Lightning Game (GhostWalkers 17)
Rubin handed him water. They were going to have to move fast, but he needed Diego at full strength, and the concussion from the weapons had nearly knocked him out.
“She’s been doing research in laboratories at night for a couple of years on how to reverse what Whitney did to her. She was careful, but apparently not careful enough.” Diego got to his feet and slung his rifle in his scabbard. “Where are they taking her? We’ll have to get there first.”
“They have to have a plane to fly her out of here.”
“With those kinds of weapons, they could make a landing strip,” Diego said.
“True, but they won’t. They can do what they did here, destroy everything and dig big craters in the ground, but they aren’t going to be able to take off or land a plane. They have one somewhere. We have to figure out where and get there ahead of them,” Rubin said.

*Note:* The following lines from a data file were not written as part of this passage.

PR #441, opened 2020-04-28
Float some 80% of all imports

Anthchirp:
This is a subset of all float-able imports, courtesy of @ndevenish's script.
We can't float all the imports as there are some circular dependencies.
I've unfloated those files that take part in the loops.
I then ran `isort` over most of the remaining files.

Running tests now.


graeme-winter:
Scanning the change set this does touch a fair bit of rather rustic code... 🤔 every time I see stuff like this the things-to-fix list gets appended to

Anthchirp:
tests passed (read: not more broken than before)

PR #449, opened 2020-05-12
Remove a redundant check for twinning

benjaminhwilliams:
Remove an old check for twinning, based on calculating the fourth moment of E.  Since xia2 now runs xtriage, this check is redundant and it also fails rather ungracefully if the number of reflections is small.


graeme-winter:
Reviewing the changes looks fine, but want to run tests before I properly review.

PR #452, opened 2020-05-14
Remove deprecated command-line options

graeme-winter:
Will probably be more to follow, but this retires the -3dii etc.


Anthchirp:
looking at removal of `-dials` etc. this could probably do with a `newsfragments/452.removal`?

“Whitney hired several different brilliant scientists to help him with his experiments,” Diego said. “One was an American with way too much money, no morals and, unlike Whitney, no fanatical patriotism. He had ties to several of the men in the military and when he realized the GhostWalker program was successful, he wanted his own personal team. He also saw the potential to sell the abilities of his team for missions, especially when his main purpose for Whitney was developing weapons.”

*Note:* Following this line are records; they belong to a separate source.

PR #461, opened 2020-05-20
Remove xia2.chef: broken and now replaced by dials.damage_analysis

### LINKED ISSUE #460: xia2.chef broken by recent DIALS changes
https://github.com/dials/dials/commit/127d20ceec7cc262ef3dc5982147cf632a041f60 broke `xia2.chef`.  Reported by I19 staff at DLS.  Do we want to retire `xia2.chef` in favour of `dials.damage_analysis`?  I note that the latter is not yet documented on the DIALS website.

rjgildea:
Cleanup other unused chef-related dead code.

Fixes #460


benjaminhwilliams:
Would it be worth replacing `xia2.chef` with a simple script that prints a deprecation warning pointing users to `dials.damage_analysis`, for one release cycle?

rjgildea:
> Would it be worth replacing `xia2.chef` with a simple script that prints a deprecation warning pointing users to `dials.damage_analysis`, for one release cycle?

I'm not sure this is really necessary - the command will no longer exist which should alert the user that something has changed. And the release notes will contain the information about its replacement.

PR #466, opened 2020-05-29
Re-estimate resolution limit after deltacchalf filtering

rjgildea:
Sometimes the resolution of the data can improve significantly after deltacchalf filtering. Therefore if some experiments have been removed by deltacchalf filtering, perform full re-scaling of the filtered data in order to re-estimate the resolution limit.

Depends on dials/dials#1276


rjgildea:
One example where the resolution improves significantly from 2.67 Å to 2.26 Å after filtering. Without this PR, the filtered data set would be truncated to 2.67 Å.
image
image
image

PR #468, opened 2020-06-01
Remove xia2-files.txt

graeme-winter:
Instead send the corresponding text to xia2-debug.txt via logger.debug()


Anthchirp:
needs a few changes, commit forthcoming

PR #476, opened 2020-06-29
If nimages = 1 and ntrigger > 1 treat as 1 sweep

### LINKED ISSUE #475: image=foo.h5 multiplied by #frames in foo.h5
Particularly visible as #frames == 9000 in this case

Datum: data from NSLS II

`dials.import` does something sensible => comes out with 9,000 image sweep

graeme-winter:
Fixes #475

If ntrigger > 1 but 1 image per trigger, treat this as single scan of ntrigger images


graeme-winter:
Thanks to @Anthchirp for comment on readability of news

There was little doubt that members of Jonquille’s recovery team would be waiting to ambush them when they came after her. There was no way for a group that size to cover their tracks, not when they were moving fast through heavy brush.
“They have a superior force,” Diego reminded. “They may not think they have to move fast. They may decide to send a few of their men after us. They don’t care who we are. We’re just in their way. They don’t want to harm civilians or engage with them if it isn’t necessary. They just want to take Jonquille and leave. They think we’re civilians.”

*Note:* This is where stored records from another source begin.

PR #485, opened 2020-07-08
Accept multiple reference instrument models in a single file

benjaminhwilliams:
At present, xia2 expects that each `reference_geometry=` argument passed at the command line consists of a experiment list `.expt` file containing just one experiment.  If the file contains multiple experiments, two undesirable things happen:
* The experiment list is loaded from file with `check_format=True`, which leaves xia2 exposed to `FileNotFoundError`s when reference instrument models contain invalid references to hot mask files and/or image templates.
* If the experiment list is loaded successfully, only the first experiment is used and the others are discarded.

Here, I introduce a new workflow:
1. Always load reference instrument model experiment lists with `check_format=False`, since we have no interest in creating an imageset and don't want to be troubled by broken file references.
2. Aggregate all the experiments from experiment lists passed as instrument models with `reference_geometry=`.
3. Remove equivalent instrument models to produce a minimal set of unique reference instrument models.

### DIFF
--- a/Schema/__init__.py
+++ b/Schema/__init__.py
@@ -260,14 +260,15 @@ def load_reference_geometries(geometry_file_list):
             # as per dials.show, rather than the UID string of the experiment.
             logger.debug(f"Experiment {b[3]} of {b[2]} is a duplicate.")
         else:
-            unique.update((a, b))
+            unique.add(a)
+            unique.add(b)
 
     n = len(unique)
     logger.debug(f"Found {n} unique reference geometr{'ies' if n != 1 else 'y'}.")
     for geometry in unique:
         logger.debug(f"Experiment {geometry[3]} of {geometry[2]} is unique.")
 
-    return [dict(zip(("detector", "beam"), components[:2])) for components in unique]
+    return [{"detector": components[0], "beam": components[1]} for components in unique]
 
 
 def compare_geometries(detectorA, detectorB):
--- a/Schema/__init__.py
+++ b/Schema/__init__.py
@@ -4,10 +4,9 @@ import itertools
 import logging
 import os
 
+from dxtbx.model import ExperimentList
 from scitbx.array_family import flex
-
 from xia2.Handlers.Phil import PhilIndex
-
 
 logger = logging.getLogger("xia2.Schema")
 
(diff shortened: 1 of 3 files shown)


Schema/__init__.py
```diff
@@ -246,34 +245,29 @@ def update_with_reference_geometry(imagesets, reference_geometry_list):
...
+
+    logger.debug("Removing duplicate reference geometries.")
+    unique = set()
+    for a, b in filter(unique.isdisjoint, itertools.combinations(ref_components, 2)):
+        if compare_geometries(a[0], b[0]):
+            # Note that expt_index is the index of the experiment in the expt list file,
+            # as per dials.show, rather than the UID string of the experiment.
+            logger.debug(f"Experiment {b[3]} of {b[2]} is a duplicate.")
+        else:
+            unique.update((a, b))
```
Anthchirp, line 263: Suggestion:
```suggestion
            unique.add(a)
            unique.add(b)
```
does the same, but feels more obvious to me. I can't remember seeing `.update()` on a `set` before

Schema/__init__.py
```diff
@@ -246,34 +245,29 @@ def update_with_reference_geometry(imagesets, reference_geometry_list):
...
-                combination[1]["file"],
-            )
-            raise Exception("Reference geometries too similar")
-    return reference_components
+    n = len(unique)
+    logger.debug(f"Found {n} unique reference geometr{'ies' if n != 1 else 'y'}.")
+    for geometry in unique:
+        logger.debug(f"Experiment {geometry[3]} of {geometry[2]} is unique.")
+
+    return [dict(zip(("detector", "beam"), components[:2])) for components in unique]
```
Anthchirp, line 270: again this feels unnecessary obscure.
I suspect it's equivalent to this?
```suggestion
    return [{"detector": components[0], "beam": components[1]} for components in unique]
```

Test/Schema/test_Schema.py
```diff
@@ -18,3 +19,22 @@ def test_load_imageset(dials_data, tmp_path):
...
+
+    Test the function that finds the set of unique instrument models from a list
+    of experiment list files.
+    """
+    files = ["scaled_20_25.expt", "scaled_30.expt", "scaled_35.expt"]
+    files = [(dials_data("l_cysteine_4_sweeps_scaled") / f).strpath for f in files]
+
+    # Check that there are four input instrument models, of which only two are unique.
+    assert (
+        sum([len(ExperimentList.from_file(f, check_format=False)) for f in files]) == 4
```
Anthchirp, line 36:
```suggestion
        sum(len(ExperimentList.from_file(f, check_format=False)) for f in files) == 4
```
no explicit list generation required where iterators can be used

benjaminhwilliams: Yep, quite right.  Thanks.

Schema/__init__.py
benjaminhwilliams: Good point.  I think I'd gone around the houses a few times!

Schema/__init__.py
benjaminhwilliams: Sure thing.

benjaminhwilliams:
Thanks for the review @Anthchirp, I'll squash & merge when the CI checks go green.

Rubin and Diego faded back into the trees. They didn’t need to track the men holding Jonquille. They needed to figure out where they would take her. Rubin considered that carefully. These men wouldn’t want to be seen. They were a large party. They liked to stay in trees. They seemed to be at home in the mountain environment, so much so that neither Rubin nor Diego had known they were anywhere near. The animals hadn’t tipped them off.
They would need the least-traveled way possible but one where there might be a very clear meadow out of the woods at the very bottom of the trails. There was only one place that he knew of. Old man Gunthrie lived at the end of a holler, down a dirt road few ever traveled. It was at the very base of the mountain trail, but so far in and covered over that it was long forgotten. No cars or bicycles ever used it and hadn’t for years. That suited Gunthrie just fine. Edward and Rory Sawyer had just mentioned that Gunthrie had even encouraged plants to cover the road further so that it had completely disappeared. According to them, there was no evidence of it off the main road.
Gunthrie had lost his wife six years earlier. They’d never had children. Neighbors moved away and he’d been forgotten. He didn’t drive. He walked everywhere he went, even for supplies. A recluse, he had few manners, was gruff and surly to everyone, even those at the grocery store. He mainly trapped and fished for his food and had his own garden.
Rubin and Diego visited with him on their way when they were leaving the mountains, checking to make sure he was still alive. They joked he would live forever. When they would talk with him, he would squat down in a crouch and give them his faint grin, remaining in that position for hours. He had no idea how old he was, but he was strangely ageless, with thick white hair that never seemed to thin. Rubin was suddenly very afraid for him.
Behind his shack, which was made up mostly of corrugated tin, and an outhouse stretched a long, inviting meadow. With a little work, one might be able to smooth it out, and if you had a good pilot, you could land a small plane in it.
“Gunthrie’s place,” Rubin guessed, a sense of dread filling him. The man might be old and strange, but he didn’t deserve to be murdered at the hands of a bunch of strangers.
Diego nodded his head and the two began to set a fast, steady pace, not running, but a pace they could keep up for hours.
Tell me everything you learned from squirrel man, Rubin encouraged. Even as they moved fast through the forest, they maintained a ten-foot distance apart, barely disturbing the limbs or bushes as they hurried past.